Top of MATERIAL FOR THIS TASK

PR #205, opened 2023-04-14
release: add update_ccruntime_images.sh

wainersm:
Created the update_ccruntime_images.sh script which should help on update the runtime-payload and pre-install images accross the ccruntimes variants.

Fixes #204
Signed-off-by: Wainer dos Santos Moschetta <wainersm@redhat.com>

PR #282, opened 2023-11-06
config: update operator payloads for v0.8.0 release

portersrc:
This covers step 13 from the release checklist [here](https://github.com/confidential-containers/confidential-containers/issues/145)

### DIFF
--- a/config/samples/enclave-cc/base/ccruntime-enclave-cc.yaml
+++ b/config/samples/enclave-cc/base/ccruntime-enclave-cc.yaml
@@ -9,7 +9,7 @@ spec:
       node.kubernetes.io/worker: ""
   config:
     installType: bundle
-    payloadImage: quay.io/confidential-containers/runtime-payload-ci:enclave-cc-HW-cc-kbc-b58c59dc72a0b10ae3dd4436a206fd54a820c9f7
+    payloadImage: quay.io/confidential-containers/runtime-payload-ci:enclave-cc-HW-cc-kbc-ed979ef2952d8b20c2f0abee3d32a3617d2c57bb
     installDoneLabel:
       confidentialcontainers.org/enclave-cc: "true"
     uninstallDoneLabel:
--- a/config/samples/enclave-cc/sim/kustomization.yaml
+++ b/config/samples/enclave-cc/sim/kustomization.yaml
@@ -7,4 +7,4 @@ images:
 - name: quay.io/confidential-containers/runtime-payload-ci
   newTag: enclave-cc-SIM-sample-kbc-ed979ef2952d8b20c2f0abee3d32a3617d2c57bb
 - name: quay.io/confidential-containers/reqs-payload
-  newTag: fad6ef4607e929c2d30d16dc8c62fbb29881a44c
+  newTag: c31205eb31d8a4623ffc0c9fa316e3c91e337023
--- a/config/samples/enclave-cc/sim/kustomization.yaml
+++ b/config/samples/enclave-cc/sim/kustomization.yaml
@@ -5,6 +5,6 @@ nameSuffix: -sgx-mode-sim
 
 images:
 - name: quay.io/confidential-containers/runtime-payload-ci
-  newTag: enclave-cc-SIM-sample-kbc-b58c59dc72a0b10ae3dd4436a206fd54a820c9f7
+  newTag: enclave-cc-SIM-sample-kbc-ed979ef2952d8b20c2f0abee3d32a3617d2c57bb
 - name: quay.io/confidential-containers/reqs-payload
   newTag: fad6ef4607e929c2d30d16dc8c62fbb29881a44c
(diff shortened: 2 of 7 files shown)


config/samples/enclave-cc/base/ccruntime-enclave-cc.yaml
```diff
@@ -9,7 +9,7 @@ spec:
       node.kubernetes.io/worker: ""
   config:
     installType: bundle
-    payloadImage: quay.io/confidential-containers/runtime-payload-ci:enclave-cc-HW-cc-kbc-b58c59dc72a0b10ae3dd4436a206fd54a820c9f7
+    payloadImage: quay.io/confidential-containers/runtime-payload-ci:enclave-cc-HW-cc-kbc-753599f76ef201968438b15f01d7b37d49cc7c5c
```
fidencio, line 12: For this one ...

config/samples/enclave-cc/sim/kustomization.yaml
```diff
@@ -5,6 +5,6 @@ nameSuffix: -sgx-mode-sim
 
 images:
 - name: quay.io/confidential-containers/runtime-payload-ci
-  newTag: enclave-cc-SIM-sample-kbc-b58c59dc72a0b10ae3dd4436a206fd54a820c9f7
+  newTag: enclave-cc-SIM-sample-kbc-753599f76ef201968438b15f01d7b37d49cc7c5c
```
fidencio, line 8: ... and this one, could you use ed979ef2952d8b20c2f0abee3d32a3617d2c57bb tag?

enclave-cc merged a bump on Occlum Today, and we want to test with that image.

fidencio (changes requested):
@portersrc, please, just take a look at the comments related to enclave-cc.

portersrc:
> @portersrc, please, just take a look at the comments related to enclave-cc.

I bumped it; it looks like that enclave-cc bundle is still building as of this writing though

fidencio (approved):
lgtm, assuming the tests will pass.

Thanks, @portersrc!

tests/e2e/operator.sh
```diff
@@ -66,7 +66,7 @@ build_pre_install_img() {
 handle_older_containerd() {
         command -v containerd >/dev/null || return
         local version
-        version=$(containerd -v | awk '{ print $3 }')
+        version=$(containerd -v | awk '{ print $3 }' | sed 's/^v//')
```
wainersm, line 69: Thanks for the fix, @portersrc !

fitzthum (commented):
LGTM

fitzthum (approved):

stevenhorsman (approved):
LGTM. Thanks!

fidencio:
> @portersrc any special reason to not pin the s390x payload? -> https://github.com/confidential-containers/operator/blob/main/config/samples/ccruntime/s390x/kustomization.yaml

Oh, that's something that was overlook, I guess, nice catch!

wainersm:
> > @portersrc any special reason to not pin the s390x payload? -> https://github.com/confidential-containers/operator/blob/main/config/samples/ccruntime/s390x/kustomization.yaml
> 
> Oh, that's something that was overlook, I guess, nice catch!

Also we are using the CI payload instead of `quay.io/confidential-containers/runtime-payload`

wainersm:
@portersrc you also need to bump the hash of pre-reqs for peer-pods too

Good opportunity to advertise this: https://github.com/confidential-containers/operator/pull/205 (perhaps someone "cof-cof Chris cof-cof" would like to take over that script).

fitzthum:
> Also we are using the CI payload instead of quay.io/confidential-containers/runtime-payload

I think the idea is to switch to the runtime-payload bundle in step 19 after we add the release tags for kata and enclave-cc. In the past we have sometimes combined this step with that one, though, and we could do that again if people think it would save time.

wainersm:
> > Also we are using the CI payload instead of quay.io/confidential-containers/runtime-payload
> 
> I think the idea is to switch to the runtime-payload bundle in step 19 after we add the release tags for kata and enclave-cc. In the past we have sometimes combined this step with that one, though, and we could do that again if people think it would save time.

Good point @fitzthum , I forgot kata isn't tagged yet. IMHO, anything to speed up **this** release is welcomed, so I am okay to switch the payload on this PR to run the CI jobs one more time

portersrc:
Thanks to @wainersm for catching these two things: pinning s390x runtime-payload-ci and also pinning peer-pods' reqs-payload.
These are incorporated into the latest push.

fitzthum:
@wainersm my hunch for now is to do another PR for step 19 just to make sure we don't confuse ourselves. I don't think that will take too much longer, but I leave it to @portersrc to decide.

wainersm (approved):
@portersrc now it looks okay to me. Thanks!

fitzthum:
Let's give these test one more chance to behave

Bottom of MATERIAL FOR THIS TASK

:: DIRECTIONS ::
Where does the word "tags" appear in the material above? Copy every line that holds it.

:: RESPONSE ::
I think the idea is to switch to the runtime-payload bundle in step 19 after we add the release tags for kata and enclave-cc. In the past we have sometimes combined this step with that one, though, and we could do that again if people think it would save time.
> I think the idea is to switch to the runtime-payload bundle in step 19 after we add the release tags for kata and enclave-cc. In the past we have sometimes combined this step with that one, though, and we could do that again if people think it would save time.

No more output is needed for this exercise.